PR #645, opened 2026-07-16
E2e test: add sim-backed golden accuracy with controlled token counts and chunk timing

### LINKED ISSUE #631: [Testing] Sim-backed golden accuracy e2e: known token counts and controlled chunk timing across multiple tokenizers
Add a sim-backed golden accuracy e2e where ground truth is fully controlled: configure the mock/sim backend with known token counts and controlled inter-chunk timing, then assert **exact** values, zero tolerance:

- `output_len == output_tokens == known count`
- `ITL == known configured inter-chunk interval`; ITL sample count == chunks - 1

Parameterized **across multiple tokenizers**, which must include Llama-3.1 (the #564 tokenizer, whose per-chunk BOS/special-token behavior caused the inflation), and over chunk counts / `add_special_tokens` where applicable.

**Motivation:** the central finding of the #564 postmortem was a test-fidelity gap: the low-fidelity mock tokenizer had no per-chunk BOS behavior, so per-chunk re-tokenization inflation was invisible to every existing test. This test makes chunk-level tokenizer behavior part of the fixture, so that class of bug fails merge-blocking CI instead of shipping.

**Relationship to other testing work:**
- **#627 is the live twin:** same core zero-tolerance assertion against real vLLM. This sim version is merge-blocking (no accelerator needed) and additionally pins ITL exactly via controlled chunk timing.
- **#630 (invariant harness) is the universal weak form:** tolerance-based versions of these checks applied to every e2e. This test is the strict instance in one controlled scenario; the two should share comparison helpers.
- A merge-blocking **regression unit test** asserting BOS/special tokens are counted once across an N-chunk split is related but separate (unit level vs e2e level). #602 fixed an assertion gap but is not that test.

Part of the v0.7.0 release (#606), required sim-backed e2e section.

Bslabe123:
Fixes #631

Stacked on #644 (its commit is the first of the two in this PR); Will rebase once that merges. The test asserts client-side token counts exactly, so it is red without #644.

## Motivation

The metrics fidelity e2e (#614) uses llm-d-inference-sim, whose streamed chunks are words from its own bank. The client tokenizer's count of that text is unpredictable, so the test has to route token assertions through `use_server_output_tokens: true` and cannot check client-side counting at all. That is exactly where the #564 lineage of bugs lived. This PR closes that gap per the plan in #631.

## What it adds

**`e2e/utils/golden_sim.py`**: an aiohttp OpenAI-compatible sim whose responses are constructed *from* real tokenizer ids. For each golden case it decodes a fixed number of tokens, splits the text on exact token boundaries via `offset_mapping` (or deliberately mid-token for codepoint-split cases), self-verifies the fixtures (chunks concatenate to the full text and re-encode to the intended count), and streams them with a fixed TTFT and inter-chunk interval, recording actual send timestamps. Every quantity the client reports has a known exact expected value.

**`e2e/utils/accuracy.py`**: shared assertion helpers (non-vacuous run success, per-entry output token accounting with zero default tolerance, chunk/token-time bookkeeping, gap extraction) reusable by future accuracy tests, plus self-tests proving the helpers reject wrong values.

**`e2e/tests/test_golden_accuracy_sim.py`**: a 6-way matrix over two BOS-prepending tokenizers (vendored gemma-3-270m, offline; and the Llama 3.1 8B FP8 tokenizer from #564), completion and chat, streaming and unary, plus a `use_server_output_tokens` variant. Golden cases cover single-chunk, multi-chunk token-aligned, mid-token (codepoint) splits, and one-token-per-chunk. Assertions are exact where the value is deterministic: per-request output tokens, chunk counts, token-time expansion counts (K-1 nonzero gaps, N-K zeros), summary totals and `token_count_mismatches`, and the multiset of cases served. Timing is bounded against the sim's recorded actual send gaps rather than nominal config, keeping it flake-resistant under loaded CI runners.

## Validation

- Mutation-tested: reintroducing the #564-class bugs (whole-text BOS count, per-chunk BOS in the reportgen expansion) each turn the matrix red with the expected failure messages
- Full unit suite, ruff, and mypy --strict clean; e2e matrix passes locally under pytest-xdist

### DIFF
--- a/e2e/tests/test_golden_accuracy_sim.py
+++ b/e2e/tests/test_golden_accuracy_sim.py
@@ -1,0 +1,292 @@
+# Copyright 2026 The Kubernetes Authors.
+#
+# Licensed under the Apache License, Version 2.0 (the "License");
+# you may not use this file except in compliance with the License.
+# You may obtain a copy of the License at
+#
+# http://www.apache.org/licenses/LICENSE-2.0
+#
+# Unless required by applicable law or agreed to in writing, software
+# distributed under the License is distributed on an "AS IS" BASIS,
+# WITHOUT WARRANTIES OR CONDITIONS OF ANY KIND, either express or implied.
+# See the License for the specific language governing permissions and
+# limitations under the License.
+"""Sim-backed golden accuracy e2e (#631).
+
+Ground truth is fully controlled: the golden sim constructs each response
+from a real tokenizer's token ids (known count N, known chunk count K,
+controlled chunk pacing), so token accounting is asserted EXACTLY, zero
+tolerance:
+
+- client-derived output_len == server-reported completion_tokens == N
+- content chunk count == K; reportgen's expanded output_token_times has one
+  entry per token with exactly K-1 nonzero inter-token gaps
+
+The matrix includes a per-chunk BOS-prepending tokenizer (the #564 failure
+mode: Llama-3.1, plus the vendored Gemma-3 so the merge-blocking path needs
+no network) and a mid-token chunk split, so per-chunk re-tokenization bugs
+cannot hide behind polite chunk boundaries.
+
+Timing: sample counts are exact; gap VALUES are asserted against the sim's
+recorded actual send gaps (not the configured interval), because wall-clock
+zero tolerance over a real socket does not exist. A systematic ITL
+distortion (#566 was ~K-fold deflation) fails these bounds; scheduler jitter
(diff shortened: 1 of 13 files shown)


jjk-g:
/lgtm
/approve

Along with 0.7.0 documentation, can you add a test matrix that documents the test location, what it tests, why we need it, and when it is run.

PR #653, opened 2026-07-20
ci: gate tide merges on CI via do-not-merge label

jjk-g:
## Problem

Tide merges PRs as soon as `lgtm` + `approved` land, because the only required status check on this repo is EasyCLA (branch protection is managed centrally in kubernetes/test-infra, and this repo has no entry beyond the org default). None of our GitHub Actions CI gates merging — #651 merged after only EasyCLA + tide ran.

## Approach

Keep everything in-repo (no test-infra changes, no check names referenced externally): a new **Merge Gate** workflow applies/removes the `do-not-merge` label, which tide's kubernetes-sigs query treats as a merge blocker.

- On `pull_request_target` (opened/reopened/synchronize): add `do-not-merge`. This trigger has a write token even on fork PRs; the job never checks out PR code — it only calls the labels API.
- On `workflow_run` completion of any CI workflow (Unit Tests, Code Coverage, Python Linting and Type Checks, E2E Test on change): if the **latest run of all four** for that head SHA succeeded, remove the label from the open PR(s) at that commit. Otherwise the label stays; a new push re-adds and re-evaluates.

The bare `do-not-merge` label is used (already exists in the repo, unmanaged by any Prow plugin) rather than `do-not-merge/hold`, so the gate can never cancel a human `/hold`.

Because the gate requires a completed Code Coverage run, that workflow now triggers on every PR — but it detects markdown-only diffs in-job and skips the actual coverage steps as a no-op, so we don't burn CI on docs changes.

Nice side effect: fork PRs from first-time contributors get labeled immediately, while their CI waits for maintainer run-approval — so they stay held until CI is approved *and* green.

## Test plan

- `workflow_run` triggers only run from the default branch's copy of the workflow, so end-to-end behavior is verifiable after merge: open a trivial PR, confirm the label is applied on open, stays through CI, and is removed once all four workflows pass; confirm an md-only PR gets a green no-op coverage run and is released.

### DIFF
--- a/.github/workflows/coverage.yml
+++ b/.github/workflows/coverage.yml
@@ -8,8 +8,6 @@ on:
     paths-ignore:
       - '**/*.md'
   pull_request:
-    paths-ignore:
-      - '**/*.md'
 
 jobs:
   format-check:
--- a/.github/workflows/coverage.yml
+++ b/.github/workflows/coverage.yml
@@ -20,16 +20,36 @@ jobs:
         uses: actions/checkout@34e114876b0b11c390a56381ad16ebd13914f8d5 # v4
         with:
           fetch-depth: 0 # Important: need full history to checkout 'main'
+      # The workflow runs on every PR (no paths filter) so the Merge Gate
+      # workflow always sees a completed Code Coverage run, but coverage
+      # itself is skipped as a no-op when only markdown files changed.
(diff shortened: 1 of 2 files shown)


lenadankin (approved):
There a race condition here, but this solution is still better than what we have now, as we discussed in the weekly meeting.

--- --- ---

### EXERCISE
Can you write out the lines above, from the first one through the one containing "Parameterized **across multiple", exactly as they appear and nothing more?

### RESULT OF THIS TASK
PR #645, opened 2026-07-16
E2e test: add sim-backed golden accuracy with controlled token counts and chunk timing

### LINKED ISSUE #631: [Testing] Sim-backed golden accuracy e2e: known token counts and controlled chunk timing across multiple tokenizers
Add a sim-backed golden accuracy e2e where ground truth is fully controlled: configure the mock/sim backend with known token counts and controlled inter-chunk timing, then assert **exact** values, zero tolerance:

- `output_len == output_tokens == known count`
- `ITL == known configured inter-chunk interval`; ITL sample count == chunks - 1

Parameterized **across multiple tokenizers**, which must include Llama-3.1 (the #564 tokenizer, whose per-chunk BOS/special-token behavior caused the inflation), and over chunk counts / `add_special_tokens` where applicable.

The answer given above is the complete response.